Miller turned. “Stanhope! That you? Bloody hell! Secure our flank, man! Lead them, Sergeant! Sergeant Riddell!” Riddell snapped to attention as if he’d been torn from a dream. “Are you deaf? I said, go secure our blasted flank!”
Riddell told us to fix bayonets. We charged back down the muddy, corpse-littered trench and climbed the mud hill that Calvert had made. On the other side Winters was sitting, bleeding from the thigh.
He waved cheerfully as we passed. “Got me a Blighty!”
We stumbled along in the gloom of the trench, coming across nervous, confused knots of Tommies. We went, bayonets pointed, past Boche bodies chewed by grenades and burned by flaming kerosene, past the blackened, roast-pork and burned-rubber-smelling mess that had been the flamethrower. Just beyond the fire bay a fallen wall stopped us.
Pickering was there, sitting in a wide spot of the traverse. LeBlanc was there, too. And Tommy Deighton and Eugene Humphreys.
Pickering. For a minute I was sure that we had advanced until we’d reached Heaven. Only Heaven should have been a wider, prettier place. And the air should have been sweet.
Pickering was sitting on the German firestep. He looked up at me. His face was stark and hopeless; still blackened from the burnt cork but for pink stripes down his cheeks. “Marrs,” he said.
“Hey, Stanhope.” LeBlanc was laughing. “You just crawl up from some funk hole? Welcome to the battle, Mama’s boy.”
“I got the f
lamethrower,” I said loud, my voice twitchy. I wanted everyone to hear what I had done. I was ready to run some more. To shoot. To watch Boche fall. “One shot. That’s all. Burning fucking kerosene went every which-a way.”
Tommy Deighton rocked back and forth, his head cradled in his hands. “God have mercy, Christ have mercy,” he kept saying.
Humphreys, agitated, told us, “Brought more grenades? I’m out, and the Boche has been tossing potato mashers.”
As if he had called for one, a potato masher came sailing up from the other side, black against the green sky. It landed with a bright, sudden crack, wide of the trench, between us and the wire.
“Not that they have any aim, mind.” Humphreys shrugged.
We pitched a couple of Battye bombs over the fallen wall of bags. They went off with twin thuds, leaving silence in their wake.
Truce settled. We waited, but the Boche lobbed no more grenades. We didn’t throw any more either. Without a word said, without another shot, the battle was over.
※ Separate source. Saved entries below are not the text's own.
Issue #648, opened 2020-07-17
Reevaluate worker pool usages


jonastheis:
@capossele and me investigated the latest occurring deadlock and went down several rabbit holes. Finally, we discovered that our frequent usage of [`async.workerpool`](https://github.com/iotaledger/hive.go/blob/master/async/workerpool.go) in its default setting with number of workers equals number of CPU cores is fundamentally flawed. 

## Deadlock
The deadlock is caused by a neighbor dropping, getting the `gossip lock` and then waiting forever on the waitgroup in `Neighbor.Close()`. This waitgroup can't finish because the `readLoop` can't terminate because it is stuck submitting something into the `gossip inboxWorkerpool`. All the workers in `inboxWorkerpool` are stuck because they are waiting to submit something into other `workerpools` and the whole thing starts piling up through several layers of worker pools. All these workers are eventually stuck at the gossip lock leading to the overall deadlock. 

The deadlock has been fixed with #650

## Usage of worker pools
We should distinguish between 2 types of worker pools:

### 1. [`async.workerpool`](https://github.com/iotaledger/hive.go/blob/master/async/workerpool.go) 
This is based on [`ants`](https://github.com/panjf2000/ants) and is more like having a bunch of recyclable goroutines but seemingly without task queue. According to the documentation it looks like this
![image](https://user-images.githubusercontent.com/4181434/87758695-38b90100-c80d-11ea-9eae-bd116d077d81.png)

We are using ants (almost everywhere) in **blocking** mode and with only **`runtime.GOMAXPROCS(0)`**. This means that every `Submit()` into a workerpool potentially blocks because there are only a handful of goroutines working in the pool. This becomes especially evident on hardware with only 2CPU cores and fast bandwidth where there's much to handle but not enough routines to do so. This explains also the problems we were seeing on slower machines.

### 2. [`workerpool.Workerpool`](https://github.com/iotaledger/hive.go/blob/master/workerpool/workerpool.go)
This looks more like a traditional [producer-consumer implementation](https://en.wikipedia.org/wiki/Producer%E2%80%93consumer_problem) with fixed number of goroutines and an additional queue for tasks. This could be better suited for some types of actions.

## Conclusion
Usage of the ants worker pools should be reevaluated because too few goroutines lead to backpressure due to other goroutines trying to submit to the pool. Additionally, usage of non-blocking pools should be considered especially in the case of the `inboxWorkerpool` so that a connection to a neighbor can **always** be closed.

## TODOs

[...]

PR #650, opened 2020-07-17
Various sync related fixes

capossele:
- Adds workerpools load on Prometheus for debugging
- Sets the solidifier and store message workerpools to 1024
- Split the inboxWorker pool to message and MessageRequest
- Remove the filter workerpools
- Changes the order of the mutex unlock in the MessageRequester
- Increase the docker shutdown timeout

Relates to #648

Screenshot 2020-07-17 at 16 21 13

### DIFF
--- a/packages/binary/messagelayer/messagerequester/messagerequester.go
+++ b/packages/binary/messagelayer/messagerequester/messagerequester.go
@@ -33,17 +33,18 @@ func New(optionalOptions ...Option) *MessageRequester {
 // StartRequest initiates a regular triggering of the StartRequest event until it has been stopped using StopRequest.
 func (requester *MessageRequester) StartRequest(id message.Id) {
 	requester.scheduledRequestsMutex.Lock()
-	defer requester.scheduledRequestsMutex.Unlock()
 
 	// ignore already scheduled requests
 	if _, exists := requester.scheduledRequests[id]; exists {
+		requester.scheduledRequestsMutex.Unlock()
 		return
 	}
 
 	// trigger the event and schedule the next request
 	// make this atomic to be sure that a successive call of StartRequest does not trigger again
-	requester.Events.SendRequest.Trigger(id)
 	requester.scheduledRequests[id] = time.AfterFunc(requester.options.retryInterval, func() { requester.reRequest(id) })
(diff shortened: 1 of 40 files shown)


packages/binary/messagelayer/messagerequester/messagerequester.go
```diff
@@ -33,17 +33,18 @@ func New(optionalOptions ...Option) *MessageRequester {
...
-	defer requester.scheduledRequestsMutex.Unlock()
 
 	// ignore already scheduled requests
 	if _, exists := requester.scheduledRequests[id]; exists {
+		requester.scheduledRequestsMutex.Unlock()
 		return
 	}
 
 	// trigger the event and schedule the next request
 	// make this atomic to be sure that a successive call of StartRequest does not trigger again
```
Wollac, line 44: These comments are no longer correct, as now the lock is released after the schedule. They are no longer "atomic".

capossele: BTW, do you think that it was better before?

Wollac: Ideally,
- the event should not be triggered in the lock,
- the reschedule should happen after the trigger (to account for potentially longer running events,
- should use `defer` for cleaner code and panic safety.

With this PR, it achieves the first point, previously it only achieved the last two :shrug: 
I thought about a solution for all points, but that seemed rather extensive for something that is going to be replaced anyways soon.

Honestly, I was so in the `defer` mindset that I didn't even consider this version :grin: 
I guess it makes sense, the reschedule is not relevant and replacing `defer` for parallel triggers seems reasonable...

packages/gossip/manager.go
```diff
@@ -3,23 +3,32 @@ package gossip
...
 
 const (
 	maxPacketSize = 64 * 1024
 )
 
+var (
+	messageWorkerCount     = runtime.GOMAXPROCS(0) * 4
+	messageWorkerQueueSize = 1000
+
+	messageRequestWorkerCount     = 1
```
jonastheis, line 28: I was thinking it might be smarter to have more than 1 worker here since a message might be loaded from disk which would block the whole thing for that time.

PR #687, opened 2020-07-29
Fix all linter issues

### LINKED ISSUE #678: Fix all linter warnings
Install reviewdog locally (https://github.com/reviewdog/reviewdog) and let it run with the same rules as defined in the `.golangci.yml` file (in the repo root).

acha-bill:
# Description of change

Lint the whole thing.
Ran `golangci-lint run` and fixed all errors.

`golangci-lint` version: v1.29.0
Also bumps `reviewdog/action-golangci-lint` to  v1.9
## Type of change

`golangci-lint run` does not return any issues.

Fixes #678


plugins/autopeering/autopeering.go
```diff
@@ -163,15 +162,6 @@ func start(shutdownSignal <-chan struct{}) {
 	lPeer.Database().Close()
 }
 
-func hash32(b []byte) uint32 {
```
lzpap, line 166: I suppose this was unused.

acha-bill: yes

packages/binary/datastructure/queue/queue.go
```diff
@@ -13,27 +14,32 @@ type Queue struct {
...
 
+// Capacity returns the capacity of the queue.
 func (queue *Queue) Capacity() int {
 	queue.mutex.Lock()
 	defer queue.mutex.Unlock()
 
 	return queue.capacity
 }
 
+// Offer adds an element ot the queue and returns true.
```
acha-bill, line 41:
```suggestion
// Offer adds an element to the queue and returns true.
```

PR #690, opened 2020-08-04
Static peering support

### LINKED ISSUE #547: Add static peering support
Enables us to write faster integration tests.

1. We could leverage the fact that autopeering and gossip are on separate layers by introducing a manual peered neighbors in the gossip manager. If the autopeering tries to connect with one of them, we can make the gossip to drop that connection and communicate this drop to the autopeering (clearly by keeping up the manual peered connection)
2. These 2 separated neighborhoods should be transparent from the communication primitive perspective
3. We could decouple the neighbor selection part in Goshimmer so that we could only enable the peer discovery and the manual peering to achieve both deterministic topology as well as network knowledge for FPC

Implementation details:
1. Make it possible to turn off the neighbors selection in the autopeering plugin via configuration (`configureEvents()` function)
2. Add a separate list for manual neighbors to the gossip manager, replicate all logic from autopeering neighbors list (existing) to the manual neighbors list (new). The only exception is events from the autopeering layer don't affect the manual neighbors list (new). 
3. Make it possible to set manual peers in the gossip manager via configuration.

acha-bill:
Adds static peering support via API
 - `addPeers`: Accepts a list of nodes to peer with. Returns the number of nodes added.
 - `removePeers`: Accepts a list of nodes to disconnect. Returns the number of nodes removed.

Fixes #547

### DIFF
--- a/pluginmgr/webapi/plugins.go
+++ b/pluginmgr/webapi/plugins.go
@@ -10,6 +10,7 @@ import (
 	"github.com/iotaledger/goshimmer/plugins/webapi/info"
 	"github.com/iotaledger/goshimmer/plugins/webapi/message"
 	"github.com/iotaledger/goshimmer/plugins/webapi/spammer"
+	"github.com/iotaledger/goshimmer/plugins/webapi/staticpeering"
 	"github.com/iotaledger/goshimmer/plugins/webapi/tools"
 	"github.com/iotaledger/goshimmer/plugins/webapi/value"
 	"github.com/iotaledger/goshimmer/plugins/webauth"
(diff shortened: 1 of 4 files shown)


capossele:
Few questions:

- What happens if I set node A as neighbor via manual peering and then the autopeering tells me to drop this neighbor?
- Are we considering different lists of neighbors based on manual vs auto?
- More in general, how's the interaction between autopeering and manual peering being designed here?

acha-bill:
Good questions.

Ideally, we would not want autopeering to interfere with guys we have decided to statically peer with.
We would then need to maintain those 2 lists as you say; auto and manual.
```
// The Manager handles the connected neighbors.
type Manager struct {
 autoNeighbors   map[identity.Id]*Neighbor
 staticNeighbors map[identity.Id]*Neighbor
  ...
}
```

Autopeering `events` for a peer could then be checked against the manual list and if found, ignored.
Then add `static/neighbors` end point to comlement `autopeering/neighbors` or join combine them.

We looked at each other. Deighton rocked. Pickering sat rigid with grief. Marrs, he’d said. Not Pickering, but Marrs. Marrs lying out there in No Man’s Land.
I sat down beside him. He smelled like kerosene and smoke. “I need to go help Marrs?”
“No.” His body was stiff. If I touched him—if I said another word—he’d break.
Calvert asked, “What’s to do now?”
Bowes, fidgeting and nervous, kept looking up at the cave-in, the one between us and the Boche.
Calvert said, “Well, the effing Boche is on bof sides of us, ain’t they. An’ us sandwiched in between like a bleeding slice of ’am. You gentlemen thought of ’ow we’re effing supposed to get out of ’ere?”
The flares were faint now. In the dying light, Riddell looked about, blinking slowly. “Best find shovels.”